Every process has a global variable ngx_accept_mutex_held. Every worker process tries to get the mutex lock in each loop. In the ngx_trylock_accept_mutex() function, if a process gets the lock, and ngx_accept_mutex_held is true, it means that this process also got the lock in last round, and the listening fd has already been placed into its epoll, so it does not need to place it again. If ngx_accept_mutex_held is false, it would place the listening fd into its epoll, and set ngx_accept_mutex_held variable to be true.

If a process did not get the lock, and ngx_accept_mutex_held is true, it means that it got the lock and placed the listening fd in the last round, so it needs to remove fd out of its epoll, and set ngx_accept_mutex_held to be false. If ngx_accept_mutex_held is false, it does not need to add or remove the listening fd.

ngx_int_t
ngx_trylock_accept_mutex(ngx_cycle_t *cycle)
{
// If got the lock
    if (ngx_shmtx_trylock(&ngx_accept_mutex)) {

        ngx_log_debug0(NGX_LOG_DEBUG_EVENT, cycle->log, 0,
                       "accept mutex locked");

// If held the lock in the last round, then do nothing
        if (ngx_accept_mutex_held && ngx_accept_events == 0) {
            return NGX_OK;
        }

// If did not hold the lock, then enable it
        if (ngx_enable_accept_events(cycle) == NGX_ERROR) {
            ngx_shmtx_unlock(&ngx_accept_mutex);
            return NGX_ERROR;
        }

        ngx_accept_events = 0;
        ngx_accept_mutex_held = 1;

        return NGX_OK;
    }

    ngx_log_debug1(NGX_LOG_DEBUG_EVENT, cycle->log, 0,
                   "accept mutex lock failed: %ui", ngx_accept_mutex_held);

// If did not get the lock in this round, but hold the lock in last round, then release the lock
    if (ngx_accept_mutex_held) {
        if (ngx_disable_accept_events(cycle, 0) == NGX_ERROR) {
            return NGX_ERROR;
        }

        ngx_accept_mutex_held = 0;
    }

    return NGX_OK;
}

All of worker processes, no matter it gets the lock or not, will get the ready events from their own epoll. If the ready event is a listening event, it would be placed into ngx_posted_accept_events. If the ready event is a read/write event, it would be placed into ngx_posted_events. All processes would handle the listening events first. After that, the process holding the lock would unlock mutex. Then, all processes would handle the read/write events.

The reason to categorize the events is that, if the process holding the mutex lock processes all the events before unlocking, the lock will be held by it for a long time, and other processes cannot get the lock in this period of time. Also, the listening events should be dealt with as soon as possible, so that connections will not block the listening socket too long.

Load balancing

Every worker process has its own connection pool. The initialization of connection pool is in ngx_worker_process_init(). In conf.h, the maximum number of connections connection_n is set. The maximum number of connections Nginx can handle as a server is worker_process * connection_n.

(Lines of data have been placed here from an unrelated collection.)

PR #95, opened 2024-03-25
Add colortheme configuration to kate

Asqiir:
This is the second contribution to #87.

This contribution adds support for kate's colorthemes. A user can either pick one of the system themes by name, or a file for a custom theme.

The custom file will never override any existing file, nor will it introduce name collisions.

# Known limitations

When picking a theme by name there is no check whether such a theme exists. The existing themes live in the `ksyntaxhighlighting` framework in `data/themes`.
But these existing themes do not live in any of `${XDG_DATA_DIRS}`. They are included as a linked library. I don't know if there is any non-ugly way to access these (option 1: via an overlay. option 2: going through multiple layers of built-inputs).

As an artefact of that process (when I tried to find the themes) there is an option `home.kate.package` that allows the user to pick a package to be installed. By default, this is `pkgs.kate`. That changes the default behaviour of `programs.kate.enable`: When enabling this option, a package will be installed. I believe this is a more natural behaviour for the enable option.


modules/apps/check-theme-name-free.sh
magnouvean, line 1: I think there is a better directory for this file. You could change the name to something like "kate-check-free-theme-name.sh" and move it to the `script` folder. Alternatively you could also add a separate folder for the kate module, move the `kate.nix` file to this folder with the name of `default.nix` and move this script in this directory as well (you would maybe have to adjust the import in `apps/default.nix` as well though). I think the latter option is the most common way in `nixpkgs`, but I think both options are fine. This would be a lot more organized than just leaving the script in the apps directory.

modules/apps/kate.nix
```diff
@@ -96,6 +104,56 @@ in
...
+  config = {
+    home.packages = lib.mkIf (cfg.enable && cfg.package != null) [ cfg.package ];
+
+    # In case of using a custom theme, check that there is no name collision
+    home.activation.checkKateTheme = lib.mkIf (cfg.enable && cfg.editor.theme.src != null) (lib.hm.dag.entryBefore [ "writeBoundary" ]
+    ''
+      ${./check-theme-name-free.sh} ${cfg.editor.theme.name} ${pkgs.jq}/bin/jq
+    '');
+
+    # In case of using a system theme, there should be a check that there exists such a theme
```
magnouvean: Is there something missing here?

modules/apps/kate.nix
```diff
@@ -96,6 +104,56 @@ in
...
+    target = "org.kde.syntax-highlighting/themes/${cfg.editor.theme.name}.theme";
+  };
+
+  config = {
+    home.packages = lib.mkIf (cfg.enable && cfg.package != null) [ cfg.package ];
+
+    # In case of using a custom theme, check that there is no name collision
+    home.activation.checkKateTheme = lib.mkIf (cfg.enable && cfg.editor.theme.src != null) (lib.hm.dag.entryBefore [ "writeBoundary" ]
+    ''
+      ${./check-theme-name-free.sh} ${cfg.editor.theme.name} ${pkgs.jq}/bin/jq
```
magnouvean: Here I would suggest creating a nix-derivation here which runs the script. That way you don't have to send in the jquery path as a command-line argument, and in general is a better practice. See [here](https://github.com/pjones/plasma-manager/blob/d0e5698aa41e331ab36e9700b4be51f40127a47d/lib/writeconfig.nix#L4) for how we did with the config-writing script

modules/apps/kate.nix
```diff
@@ -96,6 +104,56 @@ in
...
     };
   };
+
+
+  # ==================================
+  #     COLORTHEME
+
+  options.programs.kate.editor.theme = {
+    src = lib.mkOption {
+      description = "The path of a theme file for the KDE editor (not the window color scheme). Obtain a custom one by using the GUI settings in kate. If you want to use a system-wide editor color scheme set this path to null. If you set the metadata.name entry in the file to a value that matches the name of a system-wide color scheme undesired behaviour may occur. The activation will fail if a theme with the filename `<name of your theme>.theme` already exists.";
```
magnouvean: Move over multiple lines here as well.

modules/apps/kate.nix
```diff
@@ -20,6 +19,15 @@ in
     enable = lib.mkEnableOption ''
       Enable configuration management for kate.
     '';
+
+    package = lib.mkPackageOption pkgs "kate" {
+      default = [ "kate" ];
+      example = "pkgs.libsForQt5.kate";
+      extraDescription = "Which kate package to install. Use `pkgs.libsForQt5.kate` in Plasma5 and `pkgs.kdePackages.kate` in Plasma6. Use `null` if home-manager should not install kate (use this if you want to manage the settings of this user of a system-wide kate installation).";
```
magnouvean: Move comment over multiple lines

modules/apps/kate.nix
```diff
@@ -96,6 +104,56 @@ in
...
+
+  options.programs.kate.editor.theme = {
+    src = lib.mkOption {
+      description = "The path of a theme file for the KDE editor (not the window color scheme). Obtain a custom one by using the GUI settings in kate. If you want to use a system-wide editor color scheme set this path to null. If you set the metadata.name entry in the file to a value that matches the name of a system-wide color scheme undesired behaviour may occur. The activation will fail if a theme with the filename `<name of your theme>.theme` already exists.";
+      type = lib.types.nullOr lib.types.path;
+      default = null;
+    };
+
+    name = lib.mkOption {
+      description = "The name of the theme in use. May be a system theme. If a theme file was submitted this setting will be set automatically.";
```
magnouvean: Multiple lines here also

magnouvean (commented):
See my comments for some initial possible tweaks

modules/apps/kate.nix
Asqiir: tldr: No, this is a note that there should be a check – if I just knew how to. (See "known limitations" above.) I improved the comment.

long form: I would like to check that a user can only select valid themes – that are those already packaged in the installed kate package. I could not figure out a viable way, which makes this an error-prone string entry.

modules/apps/kate.nix
Asqiir: I changed to to a derivation in the same style. Imo it looks a bit bloated:

```nix
    checkThemeNameScript = pkgs.writeShellApplication {
      name = "checkThemeName";
      runtimeInputs = with pkgs; [ jq ];
      text = builtins.readFile ./check-theme-name-free.sh;
    };

    checkThemeName = name:
    ''
      ${checkThemeNameScript}/bin/checkThemeName ${name}
    '';

    script = pkgs.writeScript "kate-check" (checkThemeName cfg.editor.theme.name);
```

Maybe it would be nicer to do this with just 1-2 definitions? My attempt would be:

```nix
    checkThemeNameScript = pkgs.writeShellApplication {
      name = "checkThemeName";
      runtimeInputs = with pkgs; [ jq ];
      text = builtins.readFile ./check-theme-name-free.sh;
    };

    script = pkgs.writeScript "kate-check" "${checkThemeNameScript}/bin/checkThemeName ${name}";
```

What do you think?

modules/apps/kate.nix
Asqiir: If this means "make the lines shorter, introduce a linebreak": done

Asqiir:
@magnouvean do my changes look alright to you?

magnouvean:
I will check this out later today (when I get home). There has been a change in the configuration syntax lately after #94, so will probably need some tweaks, but they should be fairly straight forward :). Your solutions to the comments look good though :)

Asqiir:
@magnouvean You are right it needs some tweaks. I would have preferred to rebase this branch myself & do a new commit at the same time, so there wouldn't have been this broken state now ;)

magnouvean:
Ah sorry about that. Some prefer different things. I can revert it :)

modules/apps/default.nix
```diff
@@ -3,6 +3,6 @@
 {
   imports = [
     ./konsole.nix
-    ./kate.nix
+	./kate
```
magnouvean: Weird indenting here (run `nixpkgs-fmt` if you use this, or manually edit if you prefer)

modules/apps/kate/default.nix
```diff
@@ -0,0 +1,192 @@
...
+      '';
+      type = lib.types.str;
+      default = "";
+    };
+  };
+
+  config.programs.kate.editor.theme = {
+    name = lib.mkIf (cfg.enable && null != cfg.editor.theme.src) (lib.mkForce (builtins.fromJSON (builtins.readFile cfg.editor.theme.src))."metadata"."name");
+    # kate's naming scheme is ${themename}.theme
+    # which is why we use the same naming scheme here
```
magnouvean, line 166: Again I would prefer comments above

modules/apps/kate/default.nix
```diff
@@ -0,0 +1,192 @@
...
+
+  config = {
+    home.packages = lib.mkIf (cfg.enable && cfg.package != null) [ cfg.package ];
+
+    # In case of using a custom theme, check that there is no name collision
+    home.activation.checkKateTheme = lib.mkIf (cfg.enable && cfg.editor.theme.src != null) (lib.hm.dag.entryBefore [ "writeBoundary" ]
+    ''
+      $DRY_RUN_CMD ${script}
+    '');
+#       ${./check-theme-name-free.sh} ${cfg.editor.theme.name} ${pkgs.jq}/bin/jq
```
magnouvean: Remove this

magnouvean (commented):
Would be good if you could make sure to have ran `nixpkgs-fmt` on these files. Other than that if you can get these functional with the latest syntax I think this looks great!

modules/apps/kate/default.nix
magnouvean: I am talking about the comment only of course, not sure why github sometimes likes to add more lines :)

Asqiir: done

modules/apps/kate/default.nix
Asqiir: "above" as in "the comment line before the code line"?
Done

modules/apps/default.nix
Asqiir: I wasn't aware of `nixpkgs-fmt`, I ran it now on the file.

Asqiir:
I did the changes you proposed. 
The kate config now sets all values but makes none immutable. (Should it? What do we want the default behaviour to be?)

magnouvean:
No, immutability isn't needed granted the module works just fine without them. I see there were some problems with the merging leading to changes in `files` and `hotkeys` which shouldn't be there (but this is very easy to fix, I'll do it soon). Are you happy enough with this that we can merge then?

Asqiir:
@magnouvean yes I'm happy with the current state :)
thx for the fast workflow!

magnouvean:
Great, I'll merge right away then! Thanks for the contribution, prs like this helps `plasma-manager` grow and makes the plasma experience in nix better!

PR #99, opened 2024-03-29
fix incorrect `lib.mkIf` causing `autostart/plasma-manager-autostart.desktop` to fail

Kareem-Medhat:
Previous code was using an incorrect condition which always evaluated to true resulting in creating a startup service `autostart/plasma-manager-autostart.desktop` that would fail as they're were no script files to loop over in the `run_all.sh` returning a non-zero error code.


magnouvean:
Nice spot, thanks for fixing this. I'll merge right away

If a worker process is handling connections more than 7 * connection_n/8, then it will not try to get the lock.

if (ngx_accept_disabled > 0) {
            ngx_accept_disabled--;

} else {
    if (ngx_trylock_accept_mutex(cycle) == NGX_ERROR) {
        return;
}

In the accept event handler ngx_event_accept(), every time a new connection is got from the free connection pool, the ngx_accept_disabled is reset

ngx_accept_disabled = ngx_cycle->connection_n / 8
                              - ngx_cycle->free_connection_n;

When free_connection_n increases, this value is increasing, and when free_connection_n = 7/8 * connection_n, this value will be larger than 0.

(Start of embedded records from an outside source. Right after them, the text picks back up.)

PR #107, opened 2024-03-31
docs: add installation instructions to README.md

nat-418:
This should make it easier for people to get started.

### DIFF
--- a/modules/workspace.nix
+++ b/modules/workspace.nix
@@ -95,8 +95,7 @@ in
           cfg.workspace.colorScheme != null ||
           cfg.workspace.cursorTheme != null ||
           cfg.workspace.lookAndFeel != null ||
-          cfg.workspace.iconTheme != null ||
-          cfg.workspace.wallpaper != null))
+          cfg.workspace.iconTheme != null))
       {
         # We create a script which applies the different theme settings using
         # kde tools. We then run this using an autostart script, where this is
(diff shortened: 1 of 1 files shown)


README.md
```diff
@@ -99,6 +99,38 @@ the following shell command:
 nix run github:pjones/plasma-manager
 ```
 
+## Getting Started
+
+Add this repository as a channel:
+
+```nix
+$ nix-channel --add https://github.com/pjone/plasma-manager/archive/trunk.tar.gz plasma-manager
```
TimekillerTK: Typo `pjone` -> `pjones`

TimekillerTK:
Just happened to be working on a new VM, so I tested the instructions out by copy/pasting, and they work - minus the typo.

You might want to add `home-manager switch` at the end to apply the config for completeness.

magnouvean:
I agree that having documentation using channels instead of flakes would be welcome (a lot of people don't use flakes and they should easily be able to use plasma-manager as well). I think this will need some changes though as the README was just changed yesterday. Also a question would be if plasma-manager was updated if `nix-channel --update` would actually update plasma-manager to the latest version using the above instructions.

nat-418:
> I agree that having documentation using channels instead of flakes would be welcome (a lot of people don't use flakes and they should easily be able to use plasma-manager as well). I think this will need some changes though as the README was just changed yesterday. Also a question would be if plasma-manager was updated if `nix-channel --update` would actually update plasma-manager to the latest version using the above instructions.

it just pulls whatever is in `trunk`

magnouvean:
The way this is right now there are two "getting started" sections in the README. I think it makes more sense to move the configuration into it's own file in the `examples` directory, for example to `examples/homeManagerNoFlake/home.nix` and then add the instructions to a README in that directory (for example in `examples/homeManagerNoFlake/README.md`). Then we can link this directory from the project README like the other examples. 

If this is done and the configuration you have provided works on your side I'll merge when this is done :)

nat-418:
> The way this is right now there are two "getting started" sections in the README. I think it makes more sense to move the configuration into it's own file in the `examples` directory, for example to `examples/homeManagerNoFlake/home.nix` and then add the instructions to a README in that directory (for example in `examples/homeManagerNoFlake/README.md`). Then we can link this directory from the project README like the other examples. 
> 
> 
> 
> If this is done and the configuration you have provided works on your side I'll merge when this is done :)

Shouldn't it be the opposite, as flakes are an experimental feature? Seems to me their use is a niche edge-case, not the default. This is at least how Home Manager itself treats the question: https://nix-community.github.io/home-manager/index.xhtml#ch-installation

magnouvean:
I'm not sure I get what you mean by opposite. I think it's better to present flakes and non-flakes the same way. Take a look at the [current README getting started section](https://github.com/pjones/plasma-manager?tab=readme-ov-file#getting-started) to see how the getting started section is structured. I think presenting the non-flake solution the same way makes  the most sense. That's what I meant by putting the text-section in `examples/homeManagerNoFlake/README.md` and the configuration in `examples/homeManagerNoFlake/home.nix` (and then adding a link to `examples/homeManagerNoFlake` from the getting started section).

Also my impression is that most people who use plasma-manager use the flakes version (that's what the original creator used if I remember correctly), but I think having tutorials/examples for both makes the most sense, and that they both are treated on the same level.

nat-418:
> I'm not sure I get what you mean by opposite.

I mean I think flakes should be put in the example configuration directory and not in the "Getting Started" section, as they are an experimental feature.

magnouvean:
Ah I see. I still think it's the best to keep all of them in the example directory and just link to them all. Flakes has sort of been the main way of using `plasma-manager` and hasn't really ever been viewed as an experimental feature for this project, but in principle I get what you mean. We could link the non-flake solution in the top of the getting started section though, which would sort of highlight this method above the "experimental" flake solutions.

nat-418:
I don't know why this was closed. I certainly did not do it intentionally. I guess I will make a new PR.

nat-418:
test

PR #118, opened 2024-04-07
Add separate wallpaper script with priority 3

magnouvean:
Fixes bug which reset the wallpaper when specifying screens of the panels. The problem was caused by the panel application script having to reset kwin, which also reset the wallpaper. This was fixed by setting the wallpaper after the panel application script has been ran.


noisesfromspace:
Thanks for your work on this @magnouvean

The second way Nginx uses for load balancing is that, if a process did not get the lock, it will not be blocked until notification comes from epoll because that might cause it to wait forever. It will set the timeout value of epoll_wait() to be ngx_accept_mutex_delay.

else {
    if (timer == NGX_TIMER_INFINITE
                    || timer > ngx_accept_mutex_delay)
    {
        timer = ngx_accept_mutex_delay;
    }

Edge triggered & level triggered

In Nginx, the accept event is level triggered, and the read & write events are edge triggered.